莊月陽白了他一眼:“前院咱們家就占了三個屋子呢。”
“這個時候搬賀兄肯定不會同意,不如看了金榜再決定。”
邱文才后面的話沒有說出口,他想著若是他能金榜題名,那便直接在京城買下屋院。
若他不能留在京中,正好那日舉家回鎮上。
“這樣也好,先聽你的。”莊月陽說。
與此同時,隔壁屋中蘇意安也在給賀允淮擦臉。
不過她用的是溫水泡過的帕子。
“意安。”
“嗯?”
賀允淮握住給他擦臉的手腕,他抬眼定定地看著眼前人。
“對不起”
第134章 天大的誤會
蘇意安不知道他為何突然對自己說對不起, 更不知他嘴里的對不起是特指的哪件事。
“對不起什么?”趁著他醉酒腦子不清醒,蘇意安附在他耳邊小聲問。
賀允淮眨眨眼,似乎是在想這句話。
“說出來讓我聽聽?”蘇意安把帕子放回盆中, 自己也躺了下來。
她在想賀允淮是不是后悔了, 就像畫本子里寫的那般, 高中的書生都會攀高枝,然后娶公主。
可人家公主憑什么要看上一窮二白的書生
她搖搖頭, 將這荒謬的念頭從腦海中刪去。
“你。”賀允淮今夜喝了不少酒, 如今人醉的上下眼皮在打架。
他仍攥著蘇意安的手腕,回她道:“對不起意安你。”
蘇意安:
來來回回都這句話, 怎么不說到底哪里對不起。
蘇意安拍了拍他的臉頰, 也沒能將人從睡夢中喚醒。
“算了,和醉鬼計較什么。不過你最好明早記得你今夜說的話。”
話落,蘇意安從柜子中取出一床新的被子,這還是他們二人來京城后第一次分開睡。
這一夜,蘇意安睡的并不踏實,許是心中總是在想到底他為什么會說對不起, 導致她還做了夢。

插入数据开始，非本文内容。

PR #7131, opened 2017-08-15
Print ES6 import hint on each doc page

ahocevar:
This pull request improves the docs for `ol` package users:

es6

### DIFF
--- a/config/jsdoc/api/template/tmpl/container.tmpl
+++ b/config/jsdoc/api/template/tmpl/container.tmpl
@@ -10,40 +10,53 @@
 <?js } else { ?>
 
 <section>
-    
+
 <header>
     <h2><?js if (doc.ancestors && doc.ancestors.length) { ?>
         <span class="ancestors"><?js= doc.ancestors.join('') ?></span><?js } ?><?js= doc.name ?>
     <?js if (doc.variation) { ?>
         <sup class="variation"><?js= doc.variation ?></sup>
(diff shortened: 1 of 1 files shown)


config/jsdoc/api/template/tmpl/container.tmpl
```diff
@@ -10,40 +10,53 @@
...
+      var ancestors = doc.ancestors.map(a => a.replace(/>\./g, '>').replace(/\.</g, '<')).join('/');
+      var name = doc.name.toLowerCase();
+      var parts = [];
+      if (ancestors) {
+        parts.push(ancestors);
+      }
+      parts.push(name);
+      var importPath = parts.join('/');
+    ?>
+    <pre class="prettyprint source"><code>import <?js= doc.name ?> from '<?js= importPath ?>';</code></pre>
```
tschaub: I'm puzzled by the replacement of `>.` with `>` and `.<` with `<` in the ancestors (not clear to me when we have or want angle brackets in import paths).

ahocevar: The `ancestors` contain links and namespace dots. I could have taken `longname` instead and just replace `'.'` width `'/'`, but then we would lose the links.

tschaub: Makes sense.  Thanks for the explanation.

PR #7103, opened 2017-08-10
Set blank image data when images fail to load

mattlovett:
This PR is a fix for https://github.com/openlayers/openlayers/issues/7090

- [x] This pull request addresses an issue that has been marked with the 'Pull request accepted' label.
- [x] It contains one or more small, incremental, logically separate commits, with no merge commits.
- [x] I have used clear commit messages.

PR #7136, opened 2017-08-16
Use data URI instead of whole empty image

### LINKED ISSUE #7090: ol.ImageTile doesn't load() properly after errors
We use a tile source that often fails, so our code includes a listener that calls load() on the tile to retry after an error.

We recently noticed that when we load a large map, if there are errors, then the same map image gets displayed in several places on the map. I think this is due to one of the recent changes in ol.ImageTile.

Here's what happens when a tile load error happens:
- ImageTime.handleImageError_() sets the image_ to point to a blank tile.
- Our code gets a callback telling us about the error, and we call load()
- The default loading function does "imageTile.getImage().src = src;"

This has just set a real source onto the 'blank' tile. Each time we get a load error we do the same thing, and all of the failing tiles end up sharing the same 'blank' image. I think a simple fix would be so set up a new image each time we attempt the load... but there may be something even easier.

ahocevar:
Replaces #7103.

Fixes #7090.

### DIFF
--- a/src/ol/imagetile.js
+++ b/src/ol/imagetile.js
@@ -60,7 +60,7 @@ ol.inherits(ol.ImageTile, ol.Tile);
 ol.ImageTile.prototype.disposeInternal = function() {
   if (this.state == ol.TileState.LOADING) {
     this.unlistenImage_();
-    this.image_.src = ol.ImageTile.blankImage.toDataURL('image/png');
+    this.image_.src = ol.ImageTile.blankImageUrl;
   }
   if (this.interimTile) {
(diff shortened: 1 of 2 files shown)


ahocevar:
Accidentally committed more than I wanted. Will fix that.

src/ol/imagetile.js
```diff
@@ -152,9 +152,9 @@ ol.ImageTile.prototype.unlistenImage_ = function() {
  * A blank image.
  * @type {HTMLCanvasElement}
```
fredj: should be `@type {string}`

PR #7137, opened 2017-08-17
Developer documentation updates

tschaub:
This adds instructions on running tests in other browsers and instructs people to use Node 8.  The `package-lock.json` means we get the same version of dependencies everywhere.

### DIFF
--- a/DEVELOPING.md
+++ b/DEVELOPING.md
@@ -17,7 +17,7 @@ The minimum requirements are:
 
 * GNU Make
 * Git
-* [Node.js](http://nodejs.org/) (higher than 0.12.x)
+* [Node.js](http://nodejs.org/) (version 8 and above)
 * Python 2.6 or 2.7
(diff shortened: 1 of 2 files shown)


marcjansen:
I think that if we add package-lock.json, we also should enable [greenkeeper-lockfile](https://github.com/greenkeeperio/greenkeeper-lockfile) otherwise gk will only update the package.json

ahocevar:
Good call. Please create a pull request.

tschaub:
> I think that if we add package-lock.json, we also should enable greenkeeper-lockfile otherwise gk will only update the package.json

We're running into the same issue described in greenkeeperio/greenkeeper-lockfile#44 (see https://travis-ci.org/openlayers/openlayers/builds/265595019 for example).  I tried to troubleshoot but think it is not worth the effort at this point.

I'll remove the `package-lock.json` until more people are using an updated `npm` and things are more stable.

PR #12180, opened 2021-04-04
Fix rendering of MultiPolygon text styles

MoonE:
When overflow is false and some of a MultiPolygon's polygons are
outside the rendered extent the coordinates and geometryWidths arrays are
not kept in sync. Therefore the width check will filter on wrong data and
some texts may not be rendered.

You can see the problem in https://openlayers.org/en/latest/examples/vector-layer.html
The text 'United States of America' on the main land disappears when you zoom in far enough.


ahocevar (approved):
Thanks for this fix, @MoonE! A regression test would be nice if you have time.

ahocevar (approved):

Issue #12160, opened 2021-03-29
OffscreenCanvas getFeatures document not defined


vittrup88:
**Describe the bug**
I'm running Vector Tiles in offscreencanvas and it is working. I'm running getFeatures for VectorTile layer and when only lines it works as expected. When trying to getFeatures over a point (with circle style) then I get the following error:

Uncaught (in promise) ReferenceError: document is not defined
    at createHitDetectionImageData (hitdetect.js:69)
    at CanvasVectorTileLayerRenderer.<anonymous> (VectorTileLayer.js:413)
    at new Promise (<anonymous>)
    at CanvasVectorTileLayerRenderer../node_modules/ol/renderer/canvas/VectorTileLayer.js.CanvasVectorTileLayerRenderer.getFeatures (VectorTileLayer.js:364)
    at VectorTileLayer../node_modules/ol/layer/Layer.js.Layer.getFeatures (Layer.js:201)
    at VectorTileLayer../node_modules/ol/layer/BaseVector.js.BaseVectorLayer.getFeatures (BaseVector.js:161)
    at VectorTileLayer../node_modules/ol/layer/VectorTile.js.VectorTileLayer.getFeatures (VectorTile.js:145)
    at getFeatures (vector-tile.worker.js:152)
    at vector-tile.worker.js:257

DOM is not accessible from worker.

**To Reproduce**
Will try to setup a simple example.

mike-000:
It seems to be related to decluttered items.  The dev version example https://openlayers.org/en/main/examples/offscreen-canvas.html is also broken.

ahocevar:
I don't think these two are related. The one that @mike-000 reports is fixed with #12164, the original poster's issue is related to the extra canvas that is created for the circle style's circle. More shimming would be needed to make hit detection work with offscreen canvas.

vittrup88:
I was looking at the code in hit detection and I see creating the document, setting width and height and getting the 2d context.
Could this simply be replaced by createCanvasContext2D ?
I have not done any testing of this yet but could/will do.
@ahocevar

ahocevar:
@vittrup88 If you can come up with a solution, a pull request would be much appreciated! Using `createCanvasContext2D` could definitely be part of the solution.

vittrup88:
@ahocevar 
I tried this out and it seems to work. Hope maybe you could help review the pull request. It is my first.

PR #12196, opened 2021-04-11
Hitdetection offscreencanvas worker

vittrup88:
This pull request removes dependency to document in hitdetecting. This enables getFeatures from offscreen canvas worker. #12160 
Please comment - thanks


examples/offscreen-canvas.worker.js
```diff
@@ -128,6 +127,20 @@ const maxTotalLoading = 8;
 const maxNewLoads = 2;
 
 worker.addEventListener('message', (event) => {
+  if (event.data.action === 'requestFeatures') {
+    layers.forEach((layer) => {
+      if (inView(layer.getLayerState(), frameState.viewState)) {
+        layer.getFeatures(event.data.pixel).then((res) => {
+          worker.postMessage({
+            action: 'getFeatures',
+            features: JSON.parse(stringify(res)),
```
MoonE, line 136: When the features are converted to and from json the class information is lost it would make sense to call getProperties() here and only pass that information, otherwise you have to rely on private properties to get any information out of that object.

examples/offscreen-canvas.js
```diff
@@ -120,6 +131,8 @@ worker.addEventListener('message', (message) => {
       );
     });
     image.src = event.data.src;
```
MoonE, line 133: Please include this change, the window.event is deprecated.
```suggestion
    image.src = message.data.src;
```

examples/offscreen-canvas.js
```diff
@@ -120,6 +131,8 @@ worker.addEventListener('message', (message) => {
...
+  } else if (message.data.action === 'getFeatures') {
+    console.log(message.data.features); // eslint-disable-line
```
MoonE, line 135: Would be nice if you could display the hit information in the actual web page in / below the map instead of logging it.
Maybe just the information if a feature is at the pointer position, or the type of feature to keep it simple.

MoonE (changes requested):
Your changes make sense to me and it runs when I try it locally though not in the deploy preview.
Please revert the changes to `package-lock.json` and squash your branch to one or two meaningful commits.
The changes to the package-lock.json happen because you are using an older version of npm, Upgrade to NodeJS >=15 with  npm 7 if you are able to.

examples/offscreen-canvas.js
vittrup88: I now added info window from example vector tile info

vittrup88:
I have messed up in git. so i'm creating a new pull request - sorry tried to squash the commits

PR #12214, opened 2021-04-14
Do not set invalid style

### LINKED ISSUE #12213: backgroundFill is bugged when body is flex
**Describe the bug**
When the body element of the page has the style "display: flex" the backgroundFill option for text becomes very big. Having flex on anything else doesn't produce the problem. I'm using 6.4.5 but other versions I've tested have the same issue.

**To Reproduce**
1. Create a page with a map
2. Add some text
3. Add "display: flex" to the body

image

**Code example**
Here is a jsfiddle demonstrating it. Remove the flex from body and if you want add a new div inside body with flex so you can se it doesn't matter if the map is encapsulated by a flex, it's just the body that gives problems.

https://jsfiddle.net/Doskii/29hxu4bd/

ahocevar:
We need to use block display for measuring text heights.

Fixes #12213.

### DIFF
--- a/src/ol/render/canvas.js
+++ b/src/ol/render/canvas.js
@@ -289,7 +289,7 @@ export const measureTextHeight = (function () {
   /**
    * @type {HTMLDivElement}
    */
-  let div;
+  let measureElement;
   return function (fontSpec) {
     let height = textHeights[fontSpec];
     if (height == undefined) {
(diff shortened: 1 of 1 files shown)


MoonE (changes requested):
The current version did not werk because `!important` is not allowed for styles set directly on an element. The patch below should work.
```patch
diff --git a/src/ol/render/canvas.js b/src/ol/render/canvas.js
index 61780050a..e5f793324 100644
--- a/src/ol/render/canvas.js
+++ b/src/ol/render/canvas.js
@@ -306,10 +306,10 @@ export const measureTextHeight = (function () {
         if (!div) {
           div = document.createElement('div');
           div.innerHTML = 'M';
-          div.style.margin = '0 !important';
-          div.style.padding = '0 !important';
-          div.style.position = 'absolute !important';
-          div.style.left = '-99999px !important';
+          div.style.margin = '0';
+          div.style.padding = '0';
+          div.style.position = 'absolute';
+          div.style.left = '-99999px';
         }
         div.style.font = fontSpec;
         document.body.appendChild(div);
```

ahocevar:
Wow, good find, @MoonE. You're absolutely right, I just force-pushed a commit with your suggestion, and it works indeed.

MoonE:
The pushed commit isn't quite my suggestion.
Margin can be removed and left can be removed, but border could be added in case it was set by a user style sheet.
See: https://developer.mozilla.org/en-US/docs/Web/API/HTMLElement/offsetWidth

Anyway, to be extra sure, it might as well be
```patch
diff --git a/src/ol/render/canvas.js b/src/ol/render/canvas.js
index 61780050a..3d5ea7a0e 100644
--- a/src/ol/render/canvas.js
+++ b/src/ol/render/canvas.js
@@ -306,10 +306,13 @@ export const measureTextHeight = (function () {
         if (!div) {
           div = document.createElement('div');
           div.innerHTML = 'M';
-          div.style.margin = '0 !important';
-          div.style.padding = '0 !important';
-          div.style.position = 'absolute !important';
-          div.style.left = '-99999px !important';
+          div.style.minHeight = '0';
+          div.style.maxHeight = 'none';
+          div.style.height = 'auto';
+          div.style.padding = '0';
+          div.style.border = 'none';
+          div.style.position = 'absolute';
+          div.style.display = 'block';
         }
         div.style.font = fontSpec;
         document.body.appendChild(div);

```
Might be hyper correct now.
Styles only need to be reset in case the user overides them in a style sheet, normally you wouldn't set these with a super general rule, but who knows...

ahocevar:
`left` was added intentionally to render the element outside the visible viewport. Feel free to modify my branch directly. Thanks!

ahocevar:
Thanks, looks good to me now. Do you agree, @MoonE ?

MoonE (approved):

夢里賀允淮冷著臉, 一紙休書將她休棄,氣得她直接用棍子打斷了他的腿-
第二日, 因著昨夜眾人都沾了酒,今早一個比一個起的晚。
賀允淮酒量著實有些不好,昨夜那一碗就讓他徹底不記得事。
這一早醒來,看著旁邊被子中背對自己的人,他更是一臉懵。
賀允淮掀開被子,動作很輕的鉆進蘇意安被子中。
原以為不會被察覺,可他手還沒摟上來, 蘇意安就轉了身,二人撞了個滿懷。
“怪我昨夜不應該喝酒。”賀允淮開口道歉。
他以為是自己身上酒味重的原因,他們二人這才會昨夜分開睡。
蘇意安其實早就醒了,昨夜做的夢雖一開始讓她很難受但后面她解決了反而一身輕松。
如今看著賀允淮這張俊俏的臉,聽到他的道歉,她更是沒了火氣。
對不起就對不起吧,大不了到時候如夢中一樣,她先發制人打斷他的腿。
“是不是還困,我吵到你了。”賀允淮小聲問道。
“嗯。”蘇意安用手捂住嘴,打了個哈欠。
“那你再睡會。”
賀允淮輕輕拍著她的背像以往一樣將她哄睡,等人睡得沉了,他這才下了床。
院里有一口井,他端著木盆打了一桶井水上來,趁著涼,他洗了把臉。
“小叔,這水太涼了。”賀興晨背著書包正要去上學,見到自家小叔用冷水洗臉他忍不住提醒道。
“無妨,正好醒盹。”賀允淮招呼著,“你也來洗洗。”
賀興晨趕緊擺手,小跑著出了院。
他可不傻,才不會用冷水洗臉。
賀允淮起來后沒多久賀母也來了前院。
看著正在灶房忙活的二郎,賀母心中欣慰。
一個家,可不能總指望家中女人干活,像做飯洗衣這種事,男人也不能閑著。
“你這手藝可有長進?”賀母走了進來。
賀允淮用木勺攪拌著鐵鍋中的飯湯,瞧著不稠也不稀,應當做的還不錯。
“娘怎么起這么早。”賀允淮含笑道:“你們趕了半月的路,這幾日在家正好能好好歇歇。”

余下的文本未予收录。